From recent experience of smaller broadcasters complaining about the relatively modest increases in the past few years in royalties paid to BMI and ASCAP, one can only wonder how these broadcasters could deal with an entirely new royalty. While Ms. Peters suggested that the "willing buyer, willing seller" standard of Section 114 of the Copyright Act would allow for the distinction between rates paid by large and small broadcasters, small webcasters can testify that this standard doesn’t always produce the desired result, as the recent Copyright Royalty Board decision on Internet radio royalties shows (where the Board found that public interest concerns – like the preservation of diverse sources of media outlets, did not factor into the economic analysis of a willing buyer, willing seller standard).

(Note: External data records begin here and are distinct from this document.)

PR #2177, opened 2023-01-30
fix: preserve dimensions for `keepdims=True`, `axis=None` reductions

### LINKED ISSUE #2159: Reducers with `axis=None`, `keepdims=True` differ from NumPy result
### Version of Awkward Array

main

The way that NumPy handles this is to preserve _all_ dimensions. However, we flatten all arrays to `1D` arrays before reduction, so we differ, and `keepdims` always returns a 1D array in this case.

```python
>>> np.max([[1,2,3],[4,5,6]], axis=None, keepdims=True)
array([[6]])
>>> ax.max([[1,2,3],[4,5,6]], axis=None, keepdims=True)
<Array [6] type='1 * ?int64'>
```

The most obvious solution is to extend `completely_flatten` with an argument that instructs lists to reconstruct themselves around the flattened result. Need to figure out a better name.

agoose77:
Fixes #2159 by adding a new `keepdims` to the renamed `ak._do.remove_structure` function. This just moves the list boundaries to the start and end elements of each list, so that the final result is a nested series of length-1 lists (besides the innermost dimension of length `N`).

### DIFF
--- a/src/awkward/_util.py
+++ b/src/awkward/_util.py
@@ -771,6 +771,7 @@ def arrays_approx_equal(
     atol: float = 1e-8,
     dtype_exact: bool = True,
     check_parameters=True,
+    check_regular=True,
 ) -> bool:
     # TODO: this should not be needed after refactoring nplike mechanism
     import awkward.forms.form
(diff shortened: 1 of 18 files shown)


src/awkward/_util.py
```diff
@@ -798,7 +799,13 @@ def visitor(left, right) -> bool:
...
 
         if type(left) is not type(right):
-            return False
+            if not check_regular and (
+                left.is_list and right.is_regular or left.is_regular and right.is_list
+            ):
+                left = left.to_ListOffsetArray64()
+                right = right.to_ListOffsetArray64()
+            else:
+                return False
```
agoose77, line 808: We don't use this here, but I wrote it, and then removed the usage. I think it's good to keep for future tests.

jpivarski (approved):
This is mostly just a renaming, but it implements `keep_dims` for lists. :+1:

PR #2178, opened 2023-01-31
feat: growable buffer move_to method

ianna:
- [x] growable buffer `move_to` method implementation and test
- [x] growable buffer `clear` method bug fix
- [x] more thorough checks in the tests

### DIFF
--- a/header-only/include/awkward/GrowableBuffer.h
+++ b/header-only/include/awkward/GrowableBuffer.h
@@ -91,6 +91,12 @@ namespace awkward {
       return reserved_;
     }
 
+    /// @brief Unique pointer to the panel data.
+    std::unique_ptr<PRIMITIVE[]>&
+    data() {
+      return ptr_;
+    }
+
     /// @brief Copies the data from a panel to one contiguously allocated `to_ptr`.
     ///
     /// @param to_ptr One contiguously allocated panel.
@@ -408,6 +414,7 @@ namespace awkward {
       panel_ = std::move(std::unique_ptr<Panel<PRIMITIVE>>(
           new Panel<PRIMITIVE>((size_t)options_.initial())));
       ptr_ = panel_.get();
+      length_ = 0;
     }
 
     /// @brief Last element in last panel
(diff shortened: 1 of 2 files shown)


header-only/include/awkward/GrowableBuffer.h
```diff
@@ -408,6 +414,7 @@ namespace awkward {
       panel_ = std::move(std::unique_ptr<Panel<PRIMITIVE>>(
           new Panel<PRIMITIVE>((size_t)options_.initial())));
       ptr_ = panel_.get();
+      length_ = 0;
     }
```
jpivarski, line 418: This looks like a bug-fix. Is it?

jpivarski (approved):
I've always been a little confused about what `std::move` does. It seems pretty clear (in this example and others) that it copies data.

What's the difference between this new `move_to` function and the old `concatenate_to` function? Don't they both copy the panel data into an externally provided buffer and delete the panels?

I'm fine with making these changes (you can merge it when you're happy with it). I'm just asking.

header-only/include/awkward/GrowableBuffer.h
agoose77: > I've always been a little confused about what std::move does. It seems pretty clear (in this example and others) that it copies data.

I can chime in here! `std::move` just indicates to the compiler that the argument can be moved from, i.e. a consumer of the `std::move(...)` could avoid a copy by moving from the argument. So, it doesn't always eliminate a copy, depending upon how it is consumed. It's just a signal of lifetime intent IIRC.

ianna: > This looks like a bug-fix. Is it?

Yes, it is.

ianna:
> I've always been a little confused about what `std::move` does. It seems pretty clear (in this example and others) that it copies data.
> 
> What's the difference between this new `move_to` function and the old `concatenate_to` function? Don't they both copy the panel data into an externally provided buffer and delete the panels?
> 

The `concatenate_to` does not delete the panels. One has to call `clean` to do that. We can change it, I think. Then there will be just one method.

> I'm fine with making these changes (you can merge it when you're happy with it). I'm just asking.

jpivarski:
It would be nice if there were only one method. That way, developers don't have to guess which one to use.

Separating the functions of "copy the data out into a contiguous buffer" and "remove the panels" would keep more use-cases open. Maybe there's reason to clear the panels without copying out the data (user initiates a reset), and maybe there's a reason to copy the data out and keep filling (the original "snapshot" idea).

If `clear` is already a method, maybe `move_to` could take a boolean argument, specifying whether to clear after copying? Then, with `move_to` reproducing `concatenate_to`'s functionality, it should then _become_ `concatenate_to`, since we've already given out instructions on how to copy out the data, and they use the `concatenate_to` spelling.

PR #2181, opened 2023-01-31
fix: some usages of `len(layout)` under typetracer

agoose77:
This PR fixes a few (but certainly not all) places where we're using `len(layout)`, or otherwise relying on a layout to be non-typetracer


agoose77:
@lgray this would fix `dak.with_name()` without the meta bypass.

lgray:
Can this one be merged to main or waiting for something?

jpivarski (approved):
It was waiting for my review.

It's all good! Replacing `len(layout)` with `layout.length` is something we should be doing everywhere, ever since the `length` property was introduced (since it does not require the result to be an integer).

PR #2183, opened 2023-01-31
chore: ruff rewrite dicts

henryiii:
The built-in syntax is preferable to passing keywords to the dict constructor, which wastes a function call. Besides being more consistent and recognisable, it is also faster:

```pycon
Python 3.11.1 (main, Dec 23 2022, 09:39:26) [Clang 14.0.0 (clang-1400.0.29.202)] on darwin
>>> import timeit
>>> timeit.timeit("dict(a=1, b=2)")
0.09944732999429107
>>> timeit.timeit("{'a': 1, 'b': 2}")
0.07909351703710854
```

This removes the ignoring of `"C408"`.

### DIFF
--- a/pyproject.toml
+++ b/pyproject.toml
@@ -263,8 +263,7 @@ exclude = [
     "src/awkward/_typeparser/generated_parser.py",
 ]
 ignore = [
-    "E501",
-    "C408",
+    "E501",   # line too long
     "UP030",  # {0} -> {}
 ]
 select = [
--- a/src/awkward/highlevel.py
+++ b/src/awkward/highlevel.py
@@ -1016,7 +1016,7 @@ class Array(NDArrayOperatorsMixin, Iterable, Sized):
         """
         with ak._errors.OperationErrorContext(
             "ak.Array.__setitem__",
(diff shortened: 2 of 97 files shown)


agoose77 (approved):

jpivarski (approved):
The dict constructor was only ever used in the entry-point from operations to their implementation functions. (See where the diffs are!)

The choice of dict constructor over built-in syntax was so that the function argument names would show up in the same color as they are in the entry-point function and the implementation function (as Python identifiers, not as strings). So there _was_ a logic to it.

But activating C408 means that other instances of dict constructors can't accidentally slip in, in the future, and there's value in that.

I'm okay with making this change.

henryiii:
We can deactivate it for a specific subset of files (assuming it can be matched on) if you'd prefer.

Actually, could `_errors.OperationErrorContext` take this as `**kwargs` instead? Then you remove the nesting, too.

agoose77:
In this case, I think we'd sooner replace the need to setup the context manager entirely with a decorator. We just haven't gotten around to it yet :)

PR #2184, opened 2023-02-01
chore: more Ruff

henryiii:
- chore: some Ruff additions
- chore: minor adjustment to Ruff
- chore: ruff iterable merging
- chore: RUF codes enabled


dev/generate-kernel-signatures.py
```diff
@@ -93,7 +93,8 @@
     "awkward_reduce_max",
     "awkward_reduce_min",
     "awkward_reduce_sum",
-    "awkward_reduce_sum_int32_bool_64" "awkward_reduce_sum_int64_bool_64",
+    "awkward_reduce_sum_int32_bool_64",
+    "awkward_reduce_sum_int64_bool_64",
```
agoose77, line 97: Yikes! Nice catch.

henryiii: That's what linters are for. :) (though Black helps here too by making it easy to see by eye, if someone was looking)

My hand rewrite of the template code is still slightly off, will have to find where things changed.

src/awkward/_connect/rdataframe/from_rdataframe.py
```diff
@@ -84,53 +81,52 @@ def cpp_builder_type(depth, data_type):
...
-                + "\n"
-                + f"  builder{depth}.end_list();\n"
-                + "}\n"
-                + "}\n"
+            return textwrap.dedent(
+                f"""
+                template<class BUILDER, typename PRIMITIVE>
+                void fill_offsets_and_flatten{depth}(BUILDER& builder{depth}, ROOT::RDF::RResultPtr<std::vector<PRIMITIVE>>& result) {{
+                    for (auto const& vec{depth - 1} : result) {{
+                      auto& builder{depth - 1} = builder{depth}.begin_list();\n"
```
henryiii:
```suggestion
                      auto& builder{depth - 1} = builder{depth}.begin_list();
```

Issue #2182, opened 2023-01-31
Simplifying UnionType during concatenation


grst:
### Description of new feature

In https://github.com/scikit-hep/awkward/issues/2058, you concluded that it is more useful if `ak.concatenate` simplifies types where possible instead of creating a Union. Here I have another example where I think this would be useful: 

**Current behavior**
```python
>>> a1 = ak.Array([{'a': 'aaa', 'b': 'bbb'}])
>>> a2 = ak.Array([{'b': 'bbb', 'c': 'ccc'}])

>>> res = ak.concatenate([a1, a2])
>>> res
[{a: 'aaa', b: 'bbb'},
 {b: 'bbb', c: 'ccc'}]
----------------------
type: 2 * union[
    {
        a: string,
        b: string
    },
    {
        b: string,
        c: string
    }
]
```

Like this, I can't even access fields anymore after concatenation: 

```python
>>> res['c']
FieldNotFoundError                        Traceback (most recent call last)
```

**Desired behavior**
Create an option type 
```
type: 2 * var * {
    a: ?string,
    b: string,
    c: ?string
}
```

FWIW, awkward infers exactly this option type when passing the concatenated array through a python object: 
```python
ak.Array(ak.to_list(res))
```

CC @ivirshup

agoose77:
I *think* this would be a useful feature, though probably hidden behind `merge_record` because there are times when this will lose information (if your fields are already option types).

jpivarski:
Yeah, about this kind of simplification—it's one that has come up before.

The option-type and union-type simplifications that we have now (`@classmethod simplified`) are simplifying the layouts/forms while maintaining the same high-level types. Here, I'm assuming type equivalences like

  * `option[option[X]]` is the same type as `option[X]` (each value can either be an instance of `X` or a missing value; the nested `option` does nothing visible at the level of values)
  * `option[union[X, Y]]` is the same type as `union[option[X], option[Y]]` and it's the same type as `union[option[X], Y]` (each value can either be an instance of `X`, an instance of `Y`, or a missing value).

Merging the types of `a1` and `a2` in

```
a1 = ak.Array([{'a': 'aaa', 'b': 'bbb'}])
a2 = ak.Array([{'b': 'bbb', 'c': 'ccc'}])
```

as

```
2 * var * {
    a: ?string,
    b: string,
    c: ?string
}
```

[...]

PR #2185, opened 2023-02-01
feat: add `ak.merge_union_of_records`

agoose77:
This PR addresses #2182. We already implement some of this machinery in `UnionArray`, which has a `_union_of_optionarrays` method to convert from `option[union[X, Y, Z]]` to `union[option[X], Y, ..., Z]`. It doesn't seem like that is particularly useful in this case. 

Interestingly there is some overlap with `ak._util.union_to_record`.

### Added functions
- `ak.merge_option_of_records`
- `ak.merge_union_of_records`

### DIFF
--- a/src/awkward/operations/ak_merge_option_of_records.py
+++ b/src/awkward/operations/ak_merge_option_of_records.py
@@ -1,0 +1,76 @@
+# BSD 3-Clause License; see https://github.com/scikit-hep/awkward-1.0/blob/main/LICENSE
+
+
+import awkward as ak
+from awkward._nplikes.numpylike import NumpyMetadata
+
+np = NumpyMetadata.instance()
+cpu = ak._backends.NumpyBackend.instance()
+
+
+def merge_option_of_records(array, axis=-1, *, highlevel=True, behavior=None):
+    """
+    Args:
+        array: Array-like data (anything #ak.to_layout recognizes).
+        axis (int): The dimension at which this operation is applied.
+            The outermost dimension is `0`, followed by `1`, etc., and negative
+            values count backward from the  innermost: `-1` is the innermost
+            dimension, `-2` is the next level up, etc.
+        highlevel (bool): If True, return an #ak.Array; otherwise, return
+            a low-level #ak.contents.Content subclass.
+        behavior (None or dict): Custom #ak.behavior for the output array, if
+            high-level.
+
+    Simplifies options of records, e.g.
+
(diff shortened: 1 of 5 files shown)


src/awkward/operations/ak_merge_union_of_records.py
```diff
@@ -0,0 +1,155 @@
...
+
+
+def _impl(array, axis, highlevel, behavior):
+    behavior = ak._util.behavior_of(array, behavior=behavior)
+    layout = ak.to_layout(array, allow_record=False)
+
+    def apply_displace_index(layout, backend, **kwargs):
+        if layout.is_record:
+            return layout
+        elif (layout.is_option or layout.is_indexed) and layout.content.is_record:
```
agoose77: This is doing something different for `is_option`. `merge_option_of_records`

agoose77:
@jpivarski what I'm not certain on here is what should happen for esoteric layouts that have multiple "option-of-record", and "union-of-record" in a single dimension. What should we do here, first wins? It seems like we do that in `ak.drop_none()`, but I don't recall us having a rule.

jpivarski (approved):
I added some tests which include the original problem in #2182 and a variation of it that has already-optional fields (to verify that the `simplified` classmethod is being used).

I also added tests for the `ak.merge_option_of_records`, and the result is wrong; it _drops_ `Nones`, rather than merging them into the record fields. I'm labeling this review as "Approve" because once that's fixed and the tests pass, it will be ready to merge.

Oh, I didn't add any tests for different `axis` values. Was that straightforward/formulaic? If it follows a pattern set by the many other functions that use `axis`, then I don't think we need to explicitly test it.

Darn it, I just convinced myself that I really do need to test it. One moment...

Okay, tested it.

src/awkward/operations/ak_merge_option_of_records.py
```diff
@@ -0,0 +1,88 @@
...
+            high-level.
+
+    Simplifies options of records, e.g.
+
+        >>> array = ak.Array([None, {"a": 1}, {"a": 2}])
+
+    into records of options, i.e.
+
+        >>> ak.merge_option_of_records(array)
+        <Array [{a: None}, {a: 1}] type='2 * {a: ?int64}'>
```
agoose77:
```suggestion
        <Array [{a: None}, {a: 1}, {a: 2}] type='3 * {a: ?int64}'>
```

The Internet radio experience, where SoundExchange requested royalties of 30% of revenues – 6 times more than the royalties paid for the rights to play the composition, should frighten all broadcasters. And, while the current proposal is for royalties only on broadcasters, Ms. Peters made clear that she saw no theoretical reason why that royalty should not also extend to other performances of music – like in retail stores. With hundreds of millions of dollars or more at stake in yearly broadcast royalties, and potentially more from retail outlets, this is sure to be a major battle in coming months. The proponents of the new royalty have made a facially attractive case for imposing this new obligation on broadcasters. Broadcasters must pay attention to this issue now , and explain to their Congressional representatives the impact that such a royalty would have, as this is currently the single most direct threat to their bottom line and, if the tenor of the conversation at the hearing is any indication, the threat is real.